Engineering Contradictions & Design Principles
Engineering Contradiction Analysis
1Measurement precision
If multiple temperature readings are taken over extended periods using an indwelling device, then measurement precision and reliability of ovulation detection are improved, but device complexity and ease of operation worsen
Solution Approach 1:
The indwelling temperature sensor automatically performs multiple temperature readings over extended periods without requiring manual intervention. The device self-regulates the monitoring process, taking readings at predetermined intervals and storing data locally, thereby improving measurement precision while minimizing the operational burden on users.
Solution Approach 2:
The patent replaces manual temperature measurement methods with an automated electronic sensing system. The indwelling sensor uses electronic temperature detection and data processing algorithms to automatically identify ovulation patterns, substituting mechanical/manual operations with automated electronic systems that enhance precision despite increased device complexity.
2Reliability
If multiple temperature readings are taken over extended periods, then reliability of ovulation detection is improved, but loss of time and productivity worsen
Solution Approach 1:
The system performs preliminary data collection and processing by automatically taking multiple temperature readings over extended periods and pre-processing the data to identify patterns.

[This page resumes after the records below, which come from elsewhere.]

PR #170, opened 2022-10-06
(DOCSP-25747) [Admin API] Get & Redeploy a Deployment

nlarew:
### Jira

- (DOCSP-25747) [Admin API] Get & Redeploy a Deployment

- [Admin API > Deployment](https://docs-atlas-staging.mongodb.com/atlas-app-services/docsworker-xlarge/admin-redeploy/admin/api/v3/#tag/deploy)

### Review Guidelines

### DIFF
--- a/source/openapi-admin-v3.yaml
+++ b/source/openapi-admin-v3.yaml
@@ -2581,6 +2581,9 @@ paths:
       - "$ref": "#/components/parameters/GroupId"
       - "$ref": "#/components/parameters/AppId"
   "/groups/{groupId}/apps/{appId}/deployments":
+    parameters:
+      - "$ref": "#/components/parameters/GroupId"
+      - "$ref": "#/components/parameters/AppId"
     get:
       tags:
         - deploy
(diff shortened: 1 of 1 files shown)


source/openapi-admin-v3.yaml
```diff
@@ -2596,9 +2599,51 @@ paths:
...
+      tags:
+        - deploy
+      operationId: adminRedeployDeployment
+      summary: Redeploy a deployment
+      description: Redeploy a previously deployed deployment.
+      responses:
+        "204":
+          description: Successfully redeployed
+        "404":
+          description: Encountered an error while updating the trigger.
```
dacharyc, line 2635: This error description struck me as weird to be talking about triggers while the endpoint is talking about a deployment. Is this error message an example - i.e. it could fail because of something _in_ the deployment - or is that a bug in the endpoint?

source/openapi-admin-v3.yaml
```diff
@@ -2596,9 +2599,51 @@ paths:
...
     parameters:
       - "$ref": "#/components/parameters/GroupId"
       - "$ref": "#/components/parameters/AppId"
+      - "$ref": "#/components/parameters/DeploymentId"
+    get:
+      tags:
+        - deploy
+      operationId: adminRedeployDeployment
+      summary: Redeploy a deployment
+      description: Redeploy a previously deployed deployment.
```
dacharyc, line 2630: Too many deploys. Could we reword this slightly? Maybe something like:

"Redeploy a previously-deployed version of the App" or something?

source/openapi-admin-v3.yaml
```diff
@@ -2596,9 +2599,51 @@ paths:
...
+      responses:
+        "204":
+          description: Successfully redeployed
+        "404":
+          description: Encountered an error while updating the trigger.
+          content:
+            application/json:
+              schema:
+                "$ref": "#/components/schemas/Error"
+                properties:
```
dacharyc, line 2640: This error information doesn't seem to be rendering on the page.

source/openapi-admin-v3.yaml
```diff
@@ -3681,6 +3726,14 @@ components:
       required: true
       schema:
         type: string
+    DeploymentId:
```
dacharyc, line 3729: I'm not seeing this deploymentId in the draft endpoint documentation. Do we need to add this as a param around ln 2734?

dacharyc (changes requested):
Some of the stuff isn't rendering as I'd expect - I think we need some tweaks.

source/openapi-admin-v3.yaml
nlarew: That endpoint uses `DraftId`, not `DeploymentId`. We use `DeploymentId` in the "Get a Deployment" and "Redeploy a Deployment" endpoints.

source/openapi-admin-v3.yaml
nlarew: Oops - missing an `allOf` here, good catch!

source/openapi-admin-v3.yaml
nlarew: Oops copy pasta error - fixed!

source/openapi-admin-v3.yaml
dacharyc: Ah, I missed "current deployment" in the description. Was thinking you could pass both and get a diff. That'll show me for scanning too quickly!

dacharyc (approved):
LGTM!

PR #191, opened 2022-10-20
(DOCSP-25660): Sync landing page

cbush:
- NEW Sync landing page
- Cleaned up 'learn' section
- Moved technical deep dives to new deep dive section
- Created "production checklist"

### Jira

- https://jira.mongodb.org/browse/DOCSP-25660

- https://docs-atlas-staging.mongodb.com/atlas-app-services/docsworker-xlarge/sync-landing/sync/

### Review Guidelines


source/sync.txt
```diff
@@ -8,21 +12,129 @@
...
+      current network status.
+
+   .. card::
+      :headline: Conflict Resolution
+      :icon: /images/icons/Technical_REALM_ConflictResolution3x.png
+      :icon-alt: An icon depicting conflict resolution
+
+      {+sync-short+} handles conflicts for you, so you don't have to write
+      complex custom code to resolve conflicting writes from multiple clients.
+      Read more: :ref:`conflict-resolution`
```
dacharyc, line 76: The styling on this :ref: is weird because of the card formatting. Can we change this to a CTA instead?

```suggestion
      :cta: Read more about Conflict Resolution
      :url: https://www.mongodb.com/atlas-app-services/sync/details/conflict-resolution/#std-label-conflict-resolution
      :icon: /images/icons/Technical_REALM_ConflictResolution3x.png
      :icon-alt: An icon depicting conflict resolution

      {+sync-short+} handles conflicts for you, so you don't have to write
      complex custom code to resolve conflicting writes from multiple clients.
```

source/sync.txt
```diff
@@ -8,21 +12,129 @@
...
+
+Key Features
+------------
+
+.. card-group::
+   :columns: 3
+   :style: compact
+
+   .. card::
+      :headline: Realm in the Front, MongoDB in the Back
```
dacharyc, line 52: As much as I think this line is snappy, I'm not sure it works for this case. When I am reading about dev stuff and I hear "front" I think UI, but here we're talking about the client DB. 

Maybe instead this is something like "Realm in the client, MongoDB in the cloud" ?

source/sync.txt
```diff
@@ -8,21 +12,129 @@
...
+   .. card::
+      :headline: Launch a Template Starter App
+      :cta: Register for a free Atlas account
+      :url: https://www.mongodb.com/realm/register?tck=docs_CTA_app_services
+      :icon: /images/icons/Technical_REALM_iOSAndriodCrossPlatform3x.png
+      :icon-alt: An icon depicting two mobile devices synchronizing data between each other
+
+      The best way to start using {+sync-short+} is with a template starter app.
+      In the {+ui+}, under the :guilabel:`App Services` tab, you can select a
+      template. Atlas will configure a backend instance and give you the
```
dacharyc, line 97: Nit: The MongoDB docs style guide suggests avoiding future tense.

```suggestion
      template. Atlas configures a backend instance and gives you the
```

source/sync.txt
```diff
@@ -8,21 +12,129 @@
...
+      frontend code for a selection of platforms. You can build your app on top
```
dacharyc, line 98: Question: do we actively want to recommend building an app on top of the template? Or is it more of a learning resource so devs can see the "aha" moment faster? I worry that if we tell devs to build on this, they're going to get to breaking schema changes and then have a bad experience with the product. As an alternative, I might suggest something like:

> Explore a working example of Sync to learn how to implement it in your app.

source/sync.txt
```diff
@@ -8,21 +12,129 @@
...
+
+Explore the {+sync-short+} Documentation
+-------------------------------------
+
+.. procedure::
+
+   .. step:: Maintain Data Integrity with Sync Schemas
+
+      Define your application data model with standard schemas that you can use
+      to validate data and generate language-specific classes. Read the
```
dacharyc, line 121: I wonder if we want to mention here that we can derive the schema from the client data model? Or if we think that's too much in-the-weeds for this page?

```suggestion
      Define your application data model with standard schemas that you can use
      to validate data. Generate language-specific classes, or infer the schema 
      from your client data model. Read the
```

source/sync.txt
```diff
@@ -8,21 +12,129 @@
...
+      :ref:`sync-schema-overview` to get oriented.
+
+   .. step:: Protect User Data with Permissions
+
+      {+sync-short+} provides a user-based permissions system that lets you
+      control who can access which data. The
+      :ref:`flexible-sync-permissions-guide` guides you through permissions set
```
dacharyc, line 128: This is a total nit, but I don't love "Guide guides you". Maybe we could say instead something like:

> To learn how to set up permissions for a variety of real use cases, check out the :ref:`flexible-sync-permissions-guide`.

source/sync.txt
```diff
@@ -8,21 +12,129 @@
...
+   Production Checklist </sync/production-checklist>
    Sync Production Load Testing </sync/production-load-testing>
    Event Library </sync/event-library>
+   Technical Details </sync/details>
+
+.. introduction::
+
+   You're developing a mobile app. Your users want their data saved on the cloud
+   and accessible from their other devices. Network access on a mobile device
+   can be hit or miss, so you write data locally on the device first. A
```
dacharyc, line 30: Nit: hit or miss is an idiom that may be unfamiliar to folks from other countries or for whom English is a second language. What about an alternative wording?

```suggestion
   can be intermittent, so you write data locally on the device first. A
```

source/sync.txt
```diff
@@ -8,21 +12,129 @@
...
+   background process then synchronizes the data to the cloud and resolves any
+   conflicting writes.
+ 
+   {+sync+} does all that... and more!
```
dacharyc, line 34: Nit: this is a tempting way to phrase this because it's true, but it is pretty informal/casual compared to our tone throughout the rest of the docs, and also reads as a bit salesy to me. We can probably do without this line entirely.

source/sync/production-checklist.txt
```diff
@@ -0,0 +1,66 @@
...
+   :local:
+   :backlinks: none
+   :depth: 2
+   :class: singlecol
+
+
+Best Practices
+--------------
+
+In addition to the information in this guide, we recommend following these best
```
dacharyc, line 18: Nit: this opening sentence for the page doesn't make sense where this is the only content on the page. 
```suggestion
We recommend following these best
```

source/sync/production-checklist.txt
```diff
@@ -0,0 +1,66 @@
+.. _realm-sync-best-practices:
+.. _sync-production-checklist:
+
+================================
+Device Sync Production Checklist
```
dacharyc, line 5: Since we're calling this a production checklist, I wonder if we want to consolidate the [production load testing page](https://docs-atlas-staging.mongodb.com/atlas-app-services/docsworker-xlarge/sync-landing/sync/production-load-testing/) onto this page?

dacharyc (commented):
I think this is a great move in the right direction! I've got an assortment of nits, suggestions, and comments for you to consider.

source/sync.txt
cbush: That would rob it of its snappiness. I'm not married to this catchphrase, by the way, but I had to get it out of my system...

"Front" in this case means client (front end), "back" meaning server (back end). I'm not sure I understand (agree with) your specific comment here.

source/sync.txt
cbush: Yes, I think that's too far in the weeds.

source/sync.txt
cbush: Fine, but the above paragraph needs a clincher, otherwise I haven't connected it to the actual topic at hand, just described a scenario.

source/sync/production-checklist.txt
cbush: I was thinking we could move both into a subsection called "Go to Production"?

dacharyc: Works for me!

source/sync.txt
cbush: I think the idea is that you can take it and build whatever you want on top of it. Breaking schema changes should be something people can handle in early development - maybe we need a short guide (i.e. remove the app from the simulator, delete cluster data, restart sync)

source/sync.txt
dacharyc: I think the "built for this purpose" that you've added works, or we could say something like "handles this for you." The former says "we did this thing and this is why" but the latter says "this thing solves this problem for you." It's a subtle nuance, so I don't have a strong opinion.

source/sync.txt
dacharyc: Fair. I spend a lot of time talking to my dev friends about dev stuff, and in that circle, "front" generally means "web UI." Perhaps "front end" for a mobile dev is the client and that is a reasonable inference. I was just thinking the cloud/client language is more descriptive/explicit.

cbush: The reason "front" might refer to "web UI" is because a web UI is a client. Clients are typically considered the front end because it's what the user is actually facing in order to interact with the server (backend).

The phrase "frontend developer" might have a connotation of being someone who specializes in CSS (so, web only), but I think this is just because there's less distinction within the mobile developer space. You would expect a "mobile developer" to be able to UI code.

dacharyc (approved):
Nice improvement!

ianpward:
"realm in the front, MDB in the back" is hilarious - what do we think about MulletDB going forward?

cbush:
YES!

source/sync.txt
```diff
@@ -1,28 +1,175 @@
...
-- :doc:`Define Data Access Patterns </sync/data-access-patterns>`
-- :doc:`Configure Sync </sync/configure-device-sync>`
-- :doc:`Handle Errors </sync/error-handling>`
-- :doc:`Add Sync to a Local-Only App </sync/local-to-sync>`
-- :doc:`Sync Production Load Testing </sync/production-load-testing>`
+   Go to Production with Sync </sync/go-to-production>
+
+.. introduction::
+
+   You're developing a mobile app. Your users want their data saved on the cloud
```
mongodben, line 23:
```suggestion
   You're developing a mobile app. Your users want their data saved in the cloud
```

nit

source/sync.txt
```diff
@@ -1,28 +1,175 @@
...
+      :headline: In Flight Security
+      :icon: /images/icons/Technical_REALM_Offline3x.png
+      :icon-alt: An icon depicting network loss
+
+      {+sync-short+} encrypts all network traffic using Transport layer Security
+      (TLS). Document and field-level permissions determine which data may be
+      synced to the device.
+
+   .. card::
+      :headline: On the Cloud
```
mongodben, line 102:
```suggestion
      :headline: In the Cloud
```

nit

PR #192, opened 2022-10-21
(DOCSP-25876) [Admin API] Trigger Event Processors

nlarew:
### Jira

- (DOCSP-25876) [Admin API] Trigger Event Processors

- [PAGE_NAME](https://docs-atlas-staging.mongodb.com/atlas-app-services/docsworker-xlarge/BRANCH_NAME/)

### Review Guidelines


source/openapi-admin-v3.yaml
```diff
@@ -4947,9 +4950,12 @@ components:
         config:
           type: object
           description: An object that defines configuration values for the trigger.
+        function_id:
+          type: string
+          description: The ID of the function that the trigger calls when it fires. This value is the same as and interchangeable with `event_processors.FUNCTION.function_id`.
```
mongodben, line 4955: what do you mean by "interchangeable with"?

nlarew: Basically you can either define these root-level fields or the event processor and the backend will duplicate the values to the one you didn't define. Kinda bad API design IMO but it is what it is.

Any thoughts on an alternative wording?

mongodben: oh wow, that's what i thought you meant, but figured it couldn't be right. 

given it's rather odd API design, i think it's worth explaining in more explicit detail. 

perhaps something like:

```md
This value is the same as `event_processors.FUNCTION.function_id`.
You can either define the value here or in `event_processors.FUNCTION.function_id`.
The App Services backend duplicates the value to the configuration location where you did not define it.

For example, if you define `function_id`, the backend duplicates it to `event_processors.FUNCTION.function_id`.
```

and then repeat this type of thing in all the places where it says 'interchangeable' now.

it's repetitive and clunky, but it's an API spec so doesn't need to be eloquent just functional and clear.

mongodben (approved):
lgtm!

PR #213, opened 2022-11-07
Remove iOS template note

cbush:
- The iOS UIKit template client is no longer compatible with the SwiftUI backend. The former uses PBS while the latter uses FS.
- TBD whether to support UIKit + FS.

### Jira

- 

- 

### Review Guidelines


dacharyc (approved):
LGTM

This preliminary action ensures reliable ovulation detection while reducing the time burden on users, as the heavy lifting of data collection and initial analysis is done automatically before clinical interpretation is needed.
Solution Approach 2:
The indwelling sensor maintains continuous temperature monitoring over extended periods, capturing the full thermal pattern associated with ovulation. This continuous useful action improves reliability by ensuring no critical temperature changes are missed, while the automated nature of the system minimizes the time users need to dedicate to monitoring.
3Measurement precision
If representative temperature values are analyzed over multiple extended periods, then prediction accuracy of fertile windows is improved, but device complexity and data processing requirements worsen
Solution Approach 1:
The system extracts only the essential temperature data points and patterns relevant to ovulation prediction from the extensive dataset collected over multiple extended periods. By focusing analysis on representative temperature values and key thermal patterns rather than processing every raw data point, the system improves prediction accuracy while managing data processing complexity through selective extraction of critical information.
Solution Approach 2:
The patent transforms raw temperature readings into meaningful parameters such as temperature trends, rate of change, and pattern recognition metrics. By changing the parameters from raw data to derived thermal characteristics, the system achieves more accurate fertile window prediction while reducing the computational complexity through dimensionality reduction and feature extraction.
4Ease of operation
If indwelling temperature measuring device is used for extended periods, then ease of operation is improved, but reliability worsens due to faulty or irrelevant data
Solution Approach 1:
The system incorporates feedback mechanisms that continuously monitor the quality and relevance of temperature data collected by the indwelling sensor. Algorithms analyze incoming data to identify faulty or irrelevant readings based on predetermined criteria, and provide feedback to adjust the monitoring parameters or flag problematic data points, thereby maintaining ease of operation while improving data reliability through automated quality control.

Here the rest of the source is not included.